►

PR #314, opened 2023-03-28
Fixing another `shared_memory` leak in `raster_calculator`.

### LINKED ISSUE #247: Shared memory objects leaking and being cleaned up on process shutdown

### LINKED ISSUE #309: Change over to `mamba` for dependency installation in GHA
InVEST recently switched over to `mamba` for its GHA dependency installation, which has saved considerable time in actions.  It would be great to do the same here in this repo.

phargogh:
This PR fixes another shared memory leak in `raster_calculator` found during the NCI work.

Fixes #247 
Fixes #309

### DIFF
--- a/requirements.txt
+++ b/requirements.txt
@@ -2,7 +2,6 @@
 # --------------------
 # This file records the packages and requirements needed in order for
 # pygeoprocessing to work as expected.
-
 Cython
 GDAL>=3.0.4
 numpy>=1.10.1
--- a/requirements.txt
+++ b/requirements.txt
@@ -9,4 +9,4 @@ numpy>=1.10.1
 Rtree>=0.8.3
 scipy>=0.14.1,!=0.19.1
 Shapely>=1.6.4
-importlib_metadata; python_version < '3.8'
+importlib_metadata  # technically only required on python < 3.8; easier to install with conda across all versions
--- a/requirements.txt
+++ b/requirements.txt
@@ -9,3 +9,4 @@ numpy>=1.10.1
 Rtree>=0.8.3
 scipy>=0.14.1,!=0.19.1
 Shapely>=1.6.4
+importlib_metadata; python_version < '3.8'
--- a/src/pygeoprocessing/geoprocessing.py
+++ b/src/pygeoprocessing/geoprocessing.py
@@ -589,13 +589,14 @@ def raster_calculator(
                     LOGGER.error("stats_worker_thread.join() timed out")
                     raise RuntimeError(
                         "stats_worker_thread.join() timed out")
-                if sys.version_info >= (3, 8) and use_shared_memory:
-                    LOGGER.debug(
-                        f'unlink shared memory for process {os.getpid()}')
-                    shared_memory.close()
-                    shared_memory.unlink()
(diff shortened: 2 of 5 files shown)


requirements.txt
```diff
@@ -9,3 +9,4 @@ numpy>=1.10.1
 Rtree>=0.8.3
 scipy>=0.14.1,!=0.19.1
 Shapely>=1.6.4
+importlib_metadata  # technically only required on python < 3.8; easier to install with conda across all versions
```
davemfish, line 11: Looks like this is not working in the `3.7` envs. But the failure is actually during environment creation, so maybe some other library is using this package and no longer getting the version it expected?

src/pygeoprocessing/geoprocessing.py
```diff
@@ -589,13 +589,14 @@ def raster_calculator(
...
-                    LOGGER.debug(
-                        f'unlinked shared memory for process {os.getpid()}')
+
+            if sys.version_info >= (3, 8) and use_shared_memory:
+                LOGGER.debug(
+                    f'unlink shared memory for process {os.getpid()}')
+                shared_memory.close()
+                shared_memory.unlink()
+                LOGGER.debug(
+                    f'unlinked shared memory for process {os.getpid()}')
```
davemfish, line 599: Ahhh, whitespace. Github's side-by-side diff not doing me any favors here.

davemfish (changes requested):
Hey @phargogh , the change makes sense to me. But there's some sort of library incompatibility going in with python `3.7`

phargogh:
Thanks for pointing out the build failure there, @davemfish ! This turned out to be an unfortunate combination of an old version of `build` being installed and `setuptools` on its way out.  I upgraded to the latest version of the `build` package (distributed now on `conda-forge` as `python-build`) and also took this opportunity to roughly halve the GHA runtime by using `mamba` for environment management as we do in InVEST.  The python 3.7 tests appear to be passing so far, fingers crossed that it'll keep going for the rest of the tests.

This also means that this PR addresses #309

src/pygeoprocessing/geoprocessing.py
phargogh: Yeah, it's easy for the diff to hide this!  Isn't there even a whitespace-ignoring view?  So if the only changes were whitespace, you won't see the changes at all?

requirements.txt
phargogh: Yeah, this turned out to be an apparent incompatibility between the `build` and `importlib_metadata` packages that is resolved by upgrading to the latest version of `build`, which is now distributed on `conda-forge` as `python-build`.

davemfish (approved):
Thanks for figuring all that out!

◄

◆ Exercise details ◆
Only the lines from the beginning of the material through the line with "### LINKED ISSUE #309: Change" should appear in the answer, each copied exactly.

◆ Exercise solution ◆
PR #314, opened 2023-03-28
Fixing another `shared_memory` leak in `raster_calculator`.

### LINKED ISSUE #247: Shared memory objects leaking and being cleaned up on process shutdown

### LINKED ISSUE #309: Change over to `mamba` for dependency installation in GHA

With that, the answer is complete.